▶ Task prompt:
What lines of the listing include the string "pull"? Show them all.

▶ Material shown:
PR #2134, opened 2016-04-27
Page navigation doesn't inject "pagePlaceholder" anymore II

vogdb:
Added: https://github.com/cargomedia/cm/pull/2131
Reverted: https://github.com/cargomedia/cm/pull/2133

Looks like the spinner timeout didn't clear. Spinner would show up *after* successful page load.

cc @zazabe

### DIFF
--- a/client-vendor/after-body/promise-utils/promise-throttler.js
+++ b/client-vendor/after-body/promise-utils/promise-throttler.js
@@ -42,11 +42,15 @@
     var promise;
 
     return function() {
-      var cancelLeading = options.cancelLeading && promise && promise.isPending() && promise.isCancellable();
+      if (!promise || !promise.isPending()) {
+        promise = fn.apply(this, arguments);
+        return promise;
+      }
+      var cancelLeading = options.cancelLeading;
       if (cancelLeading) {
         promise.cancel();
       }
-      var addToQueue = options.queue && promise && promise.isPending();
+      var addToQueue = options.queue;
       if (cancelLeading || addToQueue) {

▶ Answer box:
Added: https://github.com/cargomedia/cm/pull/2131
Reverted: https://github.com/cargomedia/cm/pull/2133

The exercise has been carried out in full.